What makes them special is that they are good retro/industrial design which a lot of people like. This ones even better than most with the angular frame. And since silicone wasn't around back then or not as available, the sealants were not as good so it was enforced it with the braces. Would make a nice terrarium. You might check ebay on completed items.


----------



## spypet (Sep 15, 2006)

dougiefresh said:


> Would make a nice terrarium. You might check ebay on completed items.


just curious, why is such a tank more desirable as a terrarium?
because of the way it looks, or that it's more likely to leak?

as for ebaY, well I think people are nuts,
_a feedback(0) shill may be pumping up the price_
but this does include an era fixture and heater...

eBay: Vintage 1950's AQUARIUM


----------



## James From Cali (Dec 15, 2006)

I think the main reason it is more valuable as a terranium is the high chance of leakage. With no sealent it can easily leak. But if it had sealent it would be a great looking aqaurium. A lot of people(including myself) are into the retro/industrial/rustic look.


----------



## dougiefresh (Sep 5, 2006)

I was kind of thinking more the in the way it would look in a living space. Terrariums are hot right now in interiors and this would be a neat piece to house orchids, mosses and bromeliads. 

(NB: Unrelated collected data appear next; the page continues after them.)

PR #567, opened 2017-08-25
Add FreeBSD support

wyardley:
replaces #542

### DIFF
--- a/metadata.json
+++ b/metadata.json
@@ -36,6 +36,12 @@
         "12.04",
         "14.04"
       ]
+    },
+    {
+      "operatingsystem": "FreeBSD"
+    },
+    {
+      "operatingsystem": "OpenBSD"
     }
   ],
   "requirements": [
--- a/spec/spec_helper_local.rb
+++ b/spec/spec_helper_local.rb
@@ -38,11 +38,11 @@ def with_freebsd_facts
   # operatingsystemrelease may contain X.X-current
   # or other prefixes
   let :facts do
-    super().merge({
-      :kernelversion             => '12',
-      :osfamily                  => 'FreeBSD',
-      :staging_http_get          => '',
-    })
+    super().merge(
+      kernelversion: '12',
+      osfamily: 'FreeBSD',
+      staging_http_get: ''
+    )
   end
 end
 
--- a/spec/spec_helper_local.rb
+++ b/spec/spec_helper_local.rb
@@ -33,6 +33,19 @@ def with_openbsd_facts
   end
 end
 
+def with_freebsd_facts
+  # operatingsystemmajrelease is too broad
+  # operatingsystemrelease may contain X.X-current
+  # or other prefixes
+  let :facts do
+    super().merge({
+      :kernelversion             => '12',
+      :osfamily                  => 'FreeBSD',
+      :staging_http_get          => '',
+    })
+  end
+end
+
 def with_redhat_facts
   let :facts do
     super().merge(operatingsystemmajrelease: '7',
--- a/manifests/params.pp
+++ b/manifests/params.pp
@@ -33,12 +33,9 @@ class rabbitmq::params {
       $package_ensure   = 'installed'
       $package_name     = 'rabbitmq'
       $service_name     = 'rabbitmq'
-      $package_provider = 'pkgng'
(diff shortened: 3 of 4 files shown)


wyardley:
@olevole check out this one if you get a chance.

olevole:
@wyardley Thanks! Looks good for me and my FBSD:

~~
rabbit1:/root@[13:52] # uname -a
FreeBSD rabbit1.my.domain 12.0-CURRENT FreeBSD 12.0-CURRENT #0: Fri Aug 25 21:51:50 MSK 2017     root@samson.bsdstore.ru:/usr/obj/usr/jails/src/src_12/src/sys/CBSD  amd64

rabbit1:/root@[13:53] # puppet --version
4.10.6

rabbit1:/root@[13:53] # ps axf |grep erlan
32156  -  SJ   0:00.02 /usr/local/lib/erlang19/erts-8.3.5.2/bin/epmd -daemon
40005  -  IJ   0:05.10 /usr/local/lib/erlang19/erts-8.3.5.2/bin/beam.smp -W w -A 128 -P 1048576 -t 5000000 -stbt db -zdbbl 32000 -B i -- -root /usr/local/lib/erlang19 -progname erl -- -home /var/db/rabbitmq -- -pa /usr/local/lib/erlang/lib/rabbitmq_server-3.6.10/ebin -noshell -noinput -s rabbit boot -sname rabbit@rabbit1 -boot start_sasl -config /usr/local/etc/rabbitmq/rabbitmq -kernel inet_default_connect_options [{nodelay,true}] -sasl errlog_type error -sasl sasl_error_logger false -rabbit error_logger {file,"/var/log/rabbitmq/rabbit@rabbit1.log"} -rabbit sasl_error_logger {file,"/var/log/rabbitmq/rabbit@rabbit1-sasl.log"} -rabbit enabled_plugins_file "/usr/local/etc/rabbitmq/enabled_plugins" -rabbit plugins_dir "/usr/local/lib/erlang/lib/rabbitmq_server-3.6.10/plugins" -rabbit plugins_expand_dir "/var/db/rabbitmq/mnesia/rabbit@rabbit1-plugins-expand" -os_mon start_cpu_sup false -os_mon start_disksup false -os_mon start_memsup false -mnesia dir "/var/db/rabbitmq/mnesia/rabbit@rabbit1" -kernel inet_dist_listen_min 25672 -kernel inet_dist_listen_max 25672 inet_dist_listen_max 25672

These tanks can be re-sealed with silcone pretty easy for water tightness.

It's high, but that one on ebay is in-line with the prices of these tanks. This ones cooler though.


----------



## Pooky125 (Jul 30, 2002)

A friend of mine tried to give me a 4' steel edged tank right before I moved. It was aweful to tell him I couldn't take it. Had the lights, stand, original filter, heater, everything. Along with a nice assortment of neon gravel. I love the look, and would love the challenge of aquascaping such a thin, tall tank. It makes my old 55 look easy!


----------



## sfcallen (Dec 13, 2006)

That tank is pretty large for that era with slate bottom. I think some of the really old tanks had the slate bottom because the heater burned under it. That thing is really cool!!!! Great find.


----------



## BlueRam (Sep 21, 2004)

spypet said:


> why do people still value such tanks?


These old steel framed tanks are need. I have acquired a 10Gal through the club but the general auction had several 40's. The value is that these tanks are built to last (many from way back when are still going strong). If a pane breaks you just cut it out and put in a new one. To make the tank safe and water proof you just have to reseal with a modern silicone (hidden by the brace). You might argue that a brand new 10g runs ~$10 but there is a cool factor in these tanks.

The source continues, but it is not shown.